Table 1-14: Constants for Equations (1-57) and (1-58)
b/t	1.00	1.50	1.75	2.00	2.50	3.00	4	6	8	10	∞
α	0.208	0.231	0.239	0.246	0.258	0.267	0.282	0.299	0.307	0.313	0.333
β	0.141	0.196	0.214	0.229	0.249	0.263	0.281	0.299	0.307	0.313	0.333

The maximum stress and angle of twist of a rectangular beam in torsion may also be computed with satisfactory accuracy (error less than 4%) from the following equations:

$$ f_{smax} = { T \over b t^3 } \left( 3 + 1.8 {t \over b} \right) $$

(1-59)

$$ \theta = { 3 ~T L \over b t^3 \left[ 1 - {0.63 t \over b} \left( 1 - {t^4 \over 12 b^4} \right) \right] } $$

(1-60)

1.5.2.1.3 Noncircular Beams with Thin Open Sections in Torsion

If a rectangular beam is very thin relative to its length (b ≫ t) Equations (1-59) and (1-60) become

$$ f_{smax} = { 3T \over b t^2 } $$

(1-61)

and

$$ \theta = { 3 ~T L \over b t^3 G } $$

(1-62)

From Table 1-14, it can be seen that these expressions are correct within 10 percent if b/t = 8.

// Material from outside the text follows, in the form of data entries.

PR #340, opened 2018-03-19
Don't subtract top from windowHeight in popupSetDimensions

naiyt:
This was breaking the popup from working when rendered in an iframe. It would spit out an error like this:

```
VM137461:1 Uncaught DOMException: Blocked a frame with origin "http://localhost:4000" from accessing a cross-origin frame.
    at eval (eval at popupSetDimensions (http://localhost:4000/mini-profiler-resources/includes.js?v=812af6927f7534f73488ece21dc89b62:257:9), <anonymous>:1:14)
```

I believe the `maxHeight` variable wasn't working properly anyway, as `windowHeight - top - 40` return `NaN` when not in an iframe.

### DIFF
--- a/lib/html/includes.js
+++ b/lib/html/includes.js
@@ -254,7 +254,7 @@ var MiniProfiler = (function () {
     var popupSetDimensions = function (button, popup) {
         var px = button.position().top - 1, // position next to the button we clicked
             windowHeight = $(window).height(),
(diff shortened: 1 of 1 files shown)


SamSaffron:
so odd, top was never even defined ... we got to jslint this file.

Although Equations (1-61) and (1-62) have been developed for rectangular beams, they can be applied to the approximate analysis of shapes made up of thin rectangular members such as those in Figure 1-52. If sharp corners exist, however, large stress concentrations may result so that Equation (1-61) is not valid. The effect of sharp corners is explained by the membrane analogy in Section 1.5.3.1. Equations (1-61) and (1-62) may be applied directly to sections such as those at the top of Figure 1-52 if b is taken to be the developed length of the cross section as shown.

If a thin section is composed of a number of thin rectangular sections as are those at the bottom of Figure 1-52, the following equations may be applied:

$$ \theta = { 3 ~T L \over G \sum b t^3 } = { 3 ~T L \over G (b_1 t_1^3 + b_2 t_2^3 + ~...) } $$

(1-63)

$$ f_{smax.1} = { 3 ~T ~t_1 \over \sum b t^3 } = { 3 ~T ~t_1 \over b_1 t_1^3 + b_2 t_2^3 + ~... } $$

(1-64)

$$ f_{smax.2} = { 3 ~T ~t_2 \over \sum b t^3 } = { 3 ~T ~t_2 \over b_1 t_1^3 + b_2 t_2^3 + ~... } $$

(1-65)

$$ f_{smax.n} = { 3 ~T ~t_n \over \sum b t^3 } = { 3 ~T ~t_n \over b_1 t_1^3 + b_2 t_2^3 + ~... } $$

(1-66)

In the above equations, f_max.n is the maximum stress in the n^th rectangular portion of the section, L is the beam length, and T is the applied torque.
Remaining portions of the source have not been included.